### Your task
Determine which lines of the records include the word "public", and copy them.

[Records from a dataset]
Segment Open
PR #1828, opened 2017-09-25
Throw WorkbenchLayerException when save is not enabled (fixes #1816)

### LINKED ISSUE #1816: AbstractEditor.save Method that uses gui to save editor should throws different exception than CoreLayer
Create new exception type SaveNotEnabledException that is derived from CoreLayerException and is thrown if File -> Save operation could not be executed because editor is not dirty. Or add a check that would prevent throwing of CoreLayerException.

odockal:

### DIFF
--- a/plugins/org.eclipse.reddeer.workbench/src/org/eclipse/reddeer/workbench/impl/editor/AbstractEditor.java
+++ b/plugins/org.eclipse.reddeer.workbench/src/org/eclipse/reddeer/workbench/impl/editor/AbstractEditor.java
@@ -32,6 +32,7 @@ import org.eclipse.reddeer.common.wait.AbstractWait;
 import org.eclipse.reddeer.common.wait.TimePeriod;
 import org.eclipse.reddeer.common.wait.WaitUntil;
 import org.eclipse.reddeer.common.wait.WaitWhile;
+import org.eclipse.reddeer.core.exception.CoreLayerException;
 import org.eclipse.reddeer.core.handler.MenuItemHandler;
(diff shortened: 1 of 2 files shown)


plugins/org.eclipse.reddeer.workbench/src/org/eclipse/reddeer/workbench/impl/editor/AbstractEditor.java
```diff
@@ -122,7 +123,14 @@ public boolean isDirty() {
 	public void save() {
 		activate();
 		log.info("Save editor");
-		new ShellMenuItem(new WorkbenchShell(), "File", "Save").select();
+		try {
+			new ShellMenuItem(new WorkbenchShell(), "File", "Save").select();
```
Segment Closed
### Your solution
@@ -122,7 +123,14 @@ public boolean isDirty() {
 	public void save() {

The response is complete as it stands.